*** Opening Material shown ***
PR #3094, opened 2026-04-09
Add missing registry getters to MinecraftServer

mudkipdev:
Also change `process()` to `serverProcess` in some methods for consistency


kermandev (approved):
Seems fine for now though process() will likely be reverted later.

PR #3095, opened 2026-04-10
fix: custom model data crash exploit

mudkipdev:
Sending a `ClientCreativeInventoryActionPacket` with a malicious custom model data can cause a huge 16+ GB allocation and out-of-memory crash due to the unbounded list. You did not need to be in creative mode to trigger this.


kermandev (approved):
Seems like a reasonable limit for creative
*** Closing Material shown ***
§ **Work instruction**
Above are some records; repeat all of them exactly.

§ **Completed exercise**
PR #3094, opened 2026-04-09
Add missing registry getters to MinecraftServer

mudkipdev:
Also change `process()` to `serverProcess` in some methods for consistency


kermandev (approved):
Seems fine for now though process() will likely be reverted later.

PR #3095, opened 2026-04-10
fix: custom model data crash exploit

mudkipdev:
Sending a `ClientCreativeInventoryActionPacket` with a malicious custom model data can cause a huge 16+ GB allocation and out-of-memory crash due to the unbounded list. You did not need to be in creative mode to trigger this.


kermandev (approved):
Seems like a reasonable limit for creative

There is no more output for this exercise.